Lines from the one containing "to use clang-tidy" through the last line of the data are to be repeated word for word, both ends included.

(Collected data entries)
↓

PR #293, opened 2021-06-27
clang-tidy option in cmake an fix for cpp 14 

MFraters:
This adds an option to run the clang-tidy check when compiling. It is off by default, because it makes compiling slower and is only useful when developing (could turn it on in debug mode in the future). I also am rerunning and fixing a select set of clang-tidy checks clang-tidy now that I am using cpp14. I am not sure whether all changes have to do with c++14 or I just missed them before.

I am also considering adding a test whether there are any issues.

### DIFF
--- a/CMakeLists.txt
+++ b/CMakeLists.txt
@@ -28,6 +28,23 @@ set (WORLD_BUILDER_SOURCE_DIR ${PROJECT_SOURCE_DIR})
 # generate version.cc
 configure_file("${CMAKE_CURRENT_SOURCE_DIR}/source/config.cc.in" "${CMAKE_BINARY_DIR}/source/config.cc" @ONLY)
 
+# determine whether to use clang-tidy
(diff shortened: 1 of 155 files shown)


MFraters:
I think these changes are sensible and considerably clean up the code. I also think they best to do right after the release, so that future development for new contributors will hopefully be easier. Although I do not think will make a real git merge conflict, I will wait on merging for #289 since it is nearly almost ready to merge and it includes some header files which will be changed. I don't think I need to wait for #264, since the changes there are not close the the changes in this pull request.

In summary, this modernizes the code for cpp14 in several areas and introduces a few readability improvements. They can be automatically checked and even fixed though cmake, but I don't think I will enforce this strictly for the time being. There is a will also be a follow up pull request to clean the code up even more (remove unused headers and fix some clang warnings (I will also need to add a non-mac clang tester, they are really different in their warnings apparently))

↑

ANSWER SPACE:
+# determine whether to use clang-tidy
(diff shortened: 1 of 155 files shown)


MFraters:
I think these changes are sensible and considerably clean up the code. I also think they best to do right after the release, so that future development for new contributors will hopefully be easier. Although I do not think will make a real git merge conflict, I will wait on merging for #289 since it is nearly almost ready to merge and it includes some header files which will be changed. I don't think I need to wait for #264, since the changes there are not close the the changes in this pull request.

In summary, this modernizes the code for cpp14 in several areas and introduces a few readability improvements. They can be automatically checked and even fixed though cmake, but I don't think I will enforce this strictly for the time being. There is a will also be a follow up pull request to clean the code up even more (remove unused headers and fix some clang warnings (I will also need to add a non-mac clang tester, they are really different in their warnings apparently))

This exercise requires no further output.